Summary EXPR mathematical expression evaluator obeying ordinary precedence
Description Reviewing the discussions and arguments on the internet, there are a few things people *always* say. Perhaps not number one, but certainly in the top 3 is "why does Rebol not use normal precedence, like the 'rest of the world' agrees upon". (*cough*they don't actually agree*cough*)

Debates quickly spiral out of control and become off-topic. Rebol-language defenders usually begin by arguing that simpler rules are actually better, and are central to the design of a system with interesting composition. Then people say that's out of touch, and going against convention means your language will always be obscure.

Then the argument becomes ever-more abstract. That one shouldn't be slaves to complexity just because everyone else is doing it. Or that when shifting around decisions in order to carve up "complexity space", it helps to be reasonable about the actual value preserving a specific convention has, for the cost it has on other areas of the design.

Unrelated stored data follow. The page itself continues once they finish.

Issue #212, opened 2020-11-18
Text rendering issue on HiDPI screen


mimecry:
**Describe the bug/issue**
On a HiDPI screen, the interface seems to be _somewhat_ blurry and lacking in sharpness.

**To Reproduce**
1. Install Flow on a machine with HiDPI display (i'm using a 14" 2560x1440 screen at 150% scaling)
2. Launch the software

**Screenshots**
The following is a screenshot comparison between Flow 1.4.0 (top, dark blue) and the latest Wox pre-release (1.4.1196) (bottom, teal), both using Ebrima font at regular size.
![image](https://user-images.githubusercontent.com/10742312/99479712-4cc26a00-2989-11eb-9946-46a4466183b5.png)

When zoomed in, you can see that the text on Flow is more pixelated
![image](https://user-images.githubusercontent.com/10742312/99480101-0588a900-298a-11eb-8d51-50eb39c3df27.png)

Edit: Perhaps this issue also applies to other UI elements aside from text. Here is a zoomed in screenshot of the search icon
![image](https://user-images.githubusercontent.com/10742312/99480510-ce66c780-298a-11eb-8dd8-1009a433633b.png)

**Your System**
```
Windows build number: Version 10.0.18363.418
Flow Launcher version: 1.4.0
```

mimecry:
recently redownloaded Flow and it looks great now, thank you for all your work

taooceros:
> recently redownloaded Flow and it looks great now, thank you for all your work

it has been fixed??? Surprise🤣

Garulf:
Great to hear the issue was resolved!

PR #278, opened 2021-01-06
Image quality

### LINKED ISSUE #273: Better magnifying glass icon on query window
Can do with a better magnifying glass icon, current one is too fuzzy/not a hd image

current:
image

taooceros:
fix #273, also link to the image fuzzy for #212


taooceros:
I take a try on both svg and the high quality bitmap scale mode, both displays result similarly. However, both contains a few fuzzy part (not significant and much better than current image). I believe that's due to that we only provide a 48*48 place for displaying the image.

Flow.Launcher/MainWindow.xaml
```diff
@@ -68,8 +69,8 @@
                          Margin="18,0,56,0">
                         <TextBox.Text>
                             <MultiBinding Converter="{StaticResource QuerySuggestionBoxConverter}">
-                                <Binding ElementName="QueryTextBox" Path="Text"/>
-                                <Binding ElementName="ResultListBox" Path="SelectedItem"/>
+                                <Binding ElementName="QueryTextBox" Path="Text" Mode="OneWay"/>
+                                <Binding ElementName="ResultListBox" Path="SelectedItem" Mode="OneWay"/>
```
jjw24, line 73: how come we are adding binding to one way for this change?

Flow.Launcher/MainWindow.xaml
```diff
@@ -92,7 +93,7 @@
                             </ContextMenu>
                         </TextBox.ContextMenu>
                     </TextBox>
-                    <Image Source="{Binding Image, IsAsync=True}" Width="48"  HorizontalAlignment="Right" />
+                    <svgc:SvgControl Source="{Binding Image, Mode=OneWay}" HorizontalAlignment="Right" Width="48" Height="48"/>
```
jjw24, line 96: same how come this is one way now?

Flow.Launcher/MainWindow.xaml
```diff
@@ -81,7 +82,7 @@
                      AllowDrop="True"
                      Visibility="Visible"
                     Background="Transparent"
-                    Margin="18,0,56,0">
+                    Margin="18,1,0,1" HorizontalAlignment="Left" Width="660">
```
jjw24, line 85: what's this change for?

jjw24:
now that we switched to svg, should we archive mainsearch.png into the 'doc' folder only for future reference instead?

Flow.Launcher/MainWindow.xaml
taooceros: Sorry, that was added incidently. The svg seems make by designer break every time after debugging, so I just try to check whether this led to that. I will remove it.

Flow.Launcher/MainWindow.xaml
taooceros: This one is oneway because the search icon won't change.

Flow.Launcher/MainWindow.xaml
taooceros: hmmm that's not intended, I will remove it.

taooceros:
> now that we switched to svg, should we archive mainsearch.png into the 'doc' folder only for future reference instead?

If we do deside to switch to svg, we can archive the png one, since it is only used here.

Flow.Launcher/MainWindow.xaml
taooceros: Found that why I changed here to OneWay. This is the auto suggest factory, so we won't need to let user to change something here to move change to the query text and result list box.

taooceros:
> now that we switched to svg, should we archive mainsearch.png into the 'doc' folder only for future reference instead?

Does svg solve your icon blurry issue? I am not sure because in my computer, the icon looks not that bad. @jjw24 

BTW, seems that the svg control makes an issue displaying in the theme tab in setting window.
image

taooceros:
> > now that we switched to svg, should we archive mainsearch.png into the 'doc' folder only for future reference instead?
> 
> Does svg solve your icon blurry issue? I am not sure because in my computer, the icon looks not that bad. @jjw24
> 
> BTW, seems that the svg control makes an issue displaying in the theme tab in setting window.

solve it....I originally think it is a wrapped mainwindow, but actually they are separately🤣

Flow.Launcher/MainWindow.xaml
jjw24: ok no problems thanks.

Flow.Launcher/MainWindow.xaml
jjw24: hmm i think if were are to implement something like change icon based on result selection or plugin installed indication in other issues, this might be good to remain async and two way, what do you think?

jjw24: > > now that we switched to svg, should we archive mainsearch.png into the 'doc' folder only for future reference instead?
> 
> If we do deside to switch to svg, we can archive the png one, since it is only used here.

haha well, i think we should, image scaling is better from svg.

Flow.Launcher/MainWindow.xaml
jjw24: could we remove this one please

jjw24 (changes requested):
two more changes please per comment before going ahead

Flow.Launcher/MainWindow.xaml
taooceros: sure

Flow.Launcher/MainWindow.xaml
taooceros: > hmm i think if were are to implement something like change icon based on result selection or plugin installed indication from other issues, this might be good to remain async and two way, what do you think?

hmmmm seems you are right, I will change it.

taooceros: Actually, I don't believe we need async. Async may cause a small period of nothing, like the image flickering. Even if we changes the icon, it should be fast because no need to extract thumbnail from files.

jjw24: ok cool no probs

jjw24:
lets keep mainsearch.png around for now for reference

Flow.Launcher/MainWindow.xaml
```diff
@@ -81,7 +82,7 @@
                      AllowDrop="True"
                      Visibility="Visible"
                     Background="Transparent"
-                    Margin="18,0,56,0">
+                    Margin="18,0,56,0" HorizontalAlignment="Left" Width="660">
```
jjw24, line 85: do we need the width to specify width as 660?

jjw24 (approved):
great change, thank you!

taooceros:
Thank you for reviewing!

PR #291, opened 2021-01-14
Add portable release

jjw24:
Add portable release


jjw24:
due to squirrel, update, restart and disable portable will not work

Right answer, wrong time to be presenting it. Forums of absolute beginners or JavaScript programmers, instead of being revealed the cool things, quickly fill up with noise. The number of people who have immediately set the "Bozo Bit" on Rebol for the response to this issue is probably in the thousands:

http://en.wikipedia.org/wiki/Bozo_bit#Dismissing_a_person_as_not_worth_listening_to

New answer. The FIRST response to someone showing a precedence example they don't like, is simple:

"Oh, you mean you want math precedence and not simplified precedence? Just use EXPR if you're doing math. Rebol is paradigm neutral; you can use and define what you want. In fact, want to see something else cool...?"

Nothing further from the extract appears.